Ralph W. Gallagher (May 27, 1881 – July 31, 1952) was an American oilman who served as president and chairman of the Standard Oil Company (New Jersey). Gallagher began his career in 1897 at age 16 working for a company owned by Standard Oil. In 1900 he joined the East Ohio Gas Company, which was also owned by Standard. After the breakup of Standard Oil in 1911, East Ohio remained a Jersey Standard subsidiary. In 1923 he was appointed East Ohio's vice-president, and in 1926 president. Gallagher moved to New York in 1933 and that year was elected a director of Jersey Standard. In 1937 he was appointed vice-president, and upon the resignation of Walter C. Teagle in November 1942, was elected the company's chairman. After Jersey's president William S. Farish II died unexpectedly that same month, Gallagher left the chair and took over the presidency. He remained president until June 1944, when he once again became chairman. Gallagher retired at the end of 1945, shortly before he hit Standard's retirement age of 65.

== Biography ==
Ralph W. Gallagher was born on May 27, 1881, in Salamanca, New York to parents of Irish Catholic origin. After his father became ill, Gallagher left high school in 1897 at age 16 to begin working and help provide for his family. Gallagher's first job was at a pumping station in Olean, New York with the New York Transit Company, which was owned by Standard Oil. At some point in the late 1890s, he also worked for the National Transit Company and the United Pipe Lines Company, both of which were Standard-owned companies in Bradford, Pennsylvania. Outside of work hours, Gallagher studied engineering on his own.

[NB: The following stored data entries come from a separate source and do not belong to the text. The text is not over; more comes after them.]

PR #3417, opened 2024-12-31
Refactor CMM unboxed field getters/setters

jvanburen:
This will be useful once we have unboxed integers of different sizes.

### DIFF
--- a/backend/cmm_helpers.ml
+++ b/backend/cmm_helpers.ml
@@ -924,7 +924,20 @@ let complex_im c dbg =
 
 (* Unit *)
 
-let return_unit dbg c = Csequence (c, Cconst_int (1, dbg))
+let return_unit dbg c =
+  match c with
+  | Csequence (_, Cconst_int (1, _)) as c -> c
+  | c -> Csequence (c, Cconst_int (1, dbg))
+
+let memory_chunk_width_in_bytes : memory_chunk -> int = function
+  | Byte_unsigned | Byte_signed -> 1
+  | Sixteen_unsigned | Sixteen_signed -> 2
+  | Thirtytwo_unsigned | Thirtytwo_signed -> 4
+  | Single { reg = Float64 | Float32 } -> 4
+  | Word_int -> size_int
+  | Word_val -> size_addr
+  | Double -> size_float
+  | Onetwentyeight_unaligned | Onetwentyeight_aligned -> size_vec128
 
 let strided_field_address ptr ~index ~stride dbg =
   if index * stride = 0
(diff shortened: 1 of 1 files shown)


Gbury:
Will review on Thursday after the new year, ^^

backend/cmm_helpers.ml
```diff
@@ -919,32 +919,29 @@ let complex_im c dbg =
 
 (* Unit *)
 
-let return_unit dbg c = Csequence (c, Cconst_int (1, dbg))
+let return_unit dbg c =
+  match c with
+  | Csequence (_, Cconst_int (1, _)) as c -> c
```
Gbury, line 924: the `as c` is unneeded since that's already the name of the value being pattern-matched.

Gbury (commented):
This PR seems fine however the test failure surprises me, so either I have missed something during my review or the test is a bit flaky (which might be the case since it's about finalisers).

Let's wait to see if @jvanburen can see why the test is failing and if it's related to this PR.

backend/cmm_helpers.ml
jvanburen: This feels kinda nit picky. I prefer the `as` pattern since it makes it clearer what we're returning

In 1900 Gallagher joined the East Ohio Gas Company. His first role was in Akron, Ohio as a shop foreman. He quickly rose through the company's ranks, and in 1908 was transferred to Cleveland to serve as the superintendent of the company's pipeline system. In 1910 he was put in charge of the company's gas plants and main lines. Upon the breakup of Standard Oil in 1911, East Ohio became the property of Standard Oil of New Jersey. Gallagher continued to rise within East Ohio; in 1923 he was elected a director and was appointed vice-president. That same year he became the president of the American Gas Association. In 1926 he was appointed president and also began undertaking assignments for Standard Oil of New Jersey.

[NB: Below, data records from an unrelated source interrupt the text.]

PR #3420, opened 2025-01-02
Add `Capsule.with_password`

TheNumbat:
`Capsule.protect f` and the new `Capsule.with_password f` should provide `f` with a password representing the fresh capsule. 
This allows us to create local-password-protected data in `f` and pass it downward. 

Additionally, `protect` will now unwrap `Encapsulated` exceptions that are in the same capsule as the provided password.
`with_password` will do the same, but destroys the `'k` capsule before returning the exn directly.

The two functions are implemented separately to avoid the overhead of creating/destroying the mutex in `with_password`.

### DIFF
--- a/otherlibs/stdlib_alpha/capsule.ml
+++ b/otherlibs/stdlib_alpha/capsule.ml
@@ -85,6 +85,8 @@ module Password : sig
      [void] can't be used for function argument and return types yet. *)
   type 'k t : value mod portable many unique uncontended
 
+  type packed = P : 'k t -> packed
+
   (* Can break the soundness of the API. *)
   val unsafe_mk : 'k Name.t -> 'k t @@ portable
   val name : 'k t @ local -> 'k Name.t @@ portable
@@ -102,6 +104,8 @@ module Password : sig
   val shared : 'k t @ local -> 'k Shared.t @ local @@ portable
 end = struct
   type 'k t = 'k Name.t
+
+  type packed = P : 'k t -> packed
 
   let unsafe_mk name = name
   let name t = t
@@ -374,10 +378,10 @@ let create_with_rwlock () =
 
 exception Protected : 'k Mutex.t * (exn, 'k) Data.t -> exn
 
-let protect_local (f : 'k. 'k Password.t @ local -> _ @ local) = exclave_
+let protect_local f = exclave_
   let (P name) = Name.make () in
   let password = Password.unsafe_mk name in
-  try f password with
+  try f (Password.P password) with
   | Encapsulated (inner, data) as exn ->
     (match Name.equality_witness name inner with
      | Some Equal ->
@@ -386,10 +390,10 @@ let protect_local (f : 'k. 'k Password.t @ local -> _ @ local) = exclave_
   | exn ->
     reraise (Protected ({ name; mutex = M.create (); poisoned = false }, Data.unsafe_mk exn))
 
-let protect (f : 'k. 'k Password.t -> _) =
+let protect f =
   let (P name) = Name.make () in
   let password = Password.unsafe_mk name in
-  try f password with
+  try f (Password.P password) with
   | Encapsulated (inner, data) as exn ->
     (match Name.equality_witness name inner with
      | Some Equal ->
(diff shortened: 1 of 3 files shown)


otherlibs/stdlib_alpha/capsule.mli
```diff
@@ -416,15 +416,24 @@ exception Encapsulated : 'k Name.t * (exn, 'k) Data.t -> exn
...
+val protect : ('k. 'k Password.t @ local -> 'a) @ local portable -> 'a @@ portable
 (** [protect f] runs [f] in a fresh capsule. If [f] returns normally, [protect]
-    merges this capsule into the caller's capsule. If [f] raises, [protect]
-    raises [Protected], giving the caller access to the encapsulated exception. *)
+    merges this capsule into the caller's capsule. If [f] raises an [Encapsulated]
+    exception in the capsule ['k], [protect] unwraps the exception and re-raises
+    it as [Protected]. If [f] raises any other exception, [protect] re-raises
+    it as [Protected]. *)
+
+val with_password : ('k. 'k Password.t @ local -> 'a) @ local portable -> 'a @@ portable
```
tdelvecchio-jsc: Specify behavior of handling exceptions, given that this has the same exact type-signature as `protect`.

otherlibs/stdlib_alpha/capsule.ml
```diff
@@ -377,14 +374,46 @@ let create_with_rwlock () =
...
+    (match Name.equality_witness name inner with
+     | Some Equal ->
+       reraise (Protected ({ name; mutex = M.create (); poisoned = false }, data))
+     | None -> reraise exn)
+  | exn ->
+    reraise (Protected ({ name; mutex = M.create (); poisoned = false }, Data.unsafe_mk exn))
 
-let protect f =
-  try f () with
+let protect (f : 'k. 'k Password.t -> _) =
```
tdelvecchio-jsc: Implement `protect` as `(protect_local { global }).global`.

otherlibs/stdlib_alpha/capsule.ml
```diff
@@ -377,14 +374,46 @@ let create_with_rwlock () =
...
+  let (P name) = Name.make () in
+  let password = Password.unsafe_mk name in
+  try f password with
+  | Encapsulated (inner, data) as exn ->
+    (match Name.equality_witness name inner with
+     | Some Equal -> reraise (Data.unsafe_get data)
+     | None -> reraise exn)
+  | exn -> reraise exn
+
+let with_password (f : 'k. 'k Password.t -> _) =
```
tdelvecchio-jsc: Implement `with_password` as `(with_password_local { global }).global`.

otherlibs/stdlib_alpha/capsule.mli
```diff
@@ -416,15 +421,24 @@ exception Encapsulated : 'k Name.t * (exn, 'k) Data.t -> exn
...
-val protect
-  :  (unit -> 'a @ portable contended) @ local portable
-  -> 'a @ portable contended
-  @@ portable
+val protect : (Password.packed @ local -> 'a) @ local portable -> 'a @@ portable
 (** [protect f] runs [f] in a fresh capsule. If [f] returns normally, [protect]
-    merges this capsule into the caller's capsule. If [f] raises, [protect]
-    raises [Protected], giving the caller access to the encapsulated exception. *)
+    merges this capsule into the caller's capsule. If [f] raises an [Encapsulated]
+    exception in the capsule ['k], [protect] unwraps the exception and re-raises
```
tdelvecchio-jsc, line 433: `['k]` no longer references anything

tdelvecchio-jsc (changes requested):

otherlibs/stdlib_alpha/capsule.ml
TheNumbat: `Stdlib.Modes` doesn't exist in main yet, but done

tdelvecchio-jsc (approved):
Looks good.

otherlibs/stdlib_alpha/capsule.mli
lpw25: It should indeed do that, but the signatures shouldn’t be identical: this one doesn’t need the `portable` on the closure argument.

lpw25:
Why the change away from polymorphic parameters? They should be more convenient. Is there some public release issue?

lpw25:
I think the current primitives are a slightly awkward mix. Probably it would be better to start with a minimal set and then add some convenience ones on top. I think that is something like:
```
val access :
  'k Password.t @ local
  -> ('k Access.t -> 'a @ portable contended) @ local portable
  -> 'a @ contended
  @@ portable

val protect :
    ('k. 'k Password.t @ local -> 'a) @ local
    -> 'a @@ portable

val unprotect :
    (unit -> ‘a) @ local p
    -> ‘a
```
where `access` uses a password to access a capsule and wraps exceptions in `Encapsulated`, `protect` creates a fresh capsule and password and converts any `Encapsulted` exceptions for that password into `Protected` exceptions, `unprotect` unwraps any raised `Protected` exceptions into the current capsule by destroying the associated mutex.

Then `with_password` is a more efficient implementation of the composition of `protect` and `unprotect` — we should include it here for the improved performance but can document it as just a composition. And the old version of `protect` can be implemented by composing `protect` and `access`.

TheNumbat:
I removed the polymorphic parameters since base needs to use this API and can't have non-erasable extensions. (@tdelvecchio-jsc is there another way we should structure this?)

I'm not sure we need to expose `unprotect` - it does seem more primitive, but is there any reason to use it other than composing it with `protect` to get `with_password`? It's also simple to implement wherever needed (destroy + expose). Or maybe we should move protect/unprotect into the password module and only expose with_password at top level.

tdelvecchio-jsc:
If we want to keep it with universal instead of existential, we'd have to use a record like `type 'a protected = { protect : 'k. 'k Password.t @ local -> 'a }`.

lpw25:
I agree we probably don't need to expose `unprotect` since it can be implemented trivially. But I do think that we should expose the `protect` that gives you a password and takes `local` closure rather than the one that takes a `local portable` closure.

Gallagher moved to New York City in 1933 to supervise Standard Oil of New Jersey's natural gas operations. In November of that year he was elected a director. In 1937 he was appointed vice-president and became a member of the executive committee. After Walter C. Teagle resigned as chairman on November 23, 1942, Gallagher was elected to replace him, and assumed the chair on December 1. On November 29, less than a week after Gallagher's election, president William S. Farish II died unexpectedly. In January 1943, the board asked Gallagher to step down as chairman and take over running the company as president. Gallagher agreed to the request and took over the presidency on January 6. He remained in this role until June 12, 1944, when he was succeeded by Eugene Holman. At this time he was reelected chairman and held the office until December 31, 1945.

In their history of Standard Oil of New Jersey, Henrietta M. Larson, Evelyn H. Knowlton, and Charles S. Popple wrote:

 Gallagher had qualities of personality and character as well as experience which uniquely fitted him for leadership in the company at this particular time. He was a man of firm convictions, but he was also essentially a modest man. He had a practical wisdom derived from his experience as a veteran executive in the natural gas industry. He won the confidence of those with whom he worked by his integrity, intelligence, fairness, and sound judgement. He encouraged free communication and full discussion with his associates individually or in formal meetings of Executive Committee and Board of Directors. He had positive ideas about administrative arrangements and procedures and about public relations.

During his career, Gallagher also served as a director of W. T. Grant and J. P. Morgan. In 1938, the tanker SS R. W. Gallagher was named in his honor.

At an unknown date, Gallagher married Mary E. [maiden name unknown]. The couple had a son and two daughters. Mary died on August 22, 1938. On July 31, 1952, Ralph Gallagher died in his apartment at 1040 Park Avenue, aged 71.